PR #2981, opened 2025-10-02
Note that 0283 is no longer accepted

awwright:


awwright:
This proposal seems to have fallen into an exceptional state where it's "accepted" but not being implemented. This has caused much confusion, e.g.

https://forums.swift.org/t/accepted-se-0283-tuples-conform-to-equatable-comparable-and-hashable/36658/10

-.-.-

■ WHAT TO WORK ON
With nothing left out, copy the data above exactly.

■ ANSWER BOX
PR #2981, opened 2025-10-02
Note that 0283 is no longer accepted

awwright:


awwright:
This proposal seems to have fallen into an exceptional state where it's "accepted" but not being implemented. This has caused much confusion, e.g.

https://forums.swift.org/t/accepted-se-0283-tuples-conform-to-equatable-comparable-and-hashable/36658/10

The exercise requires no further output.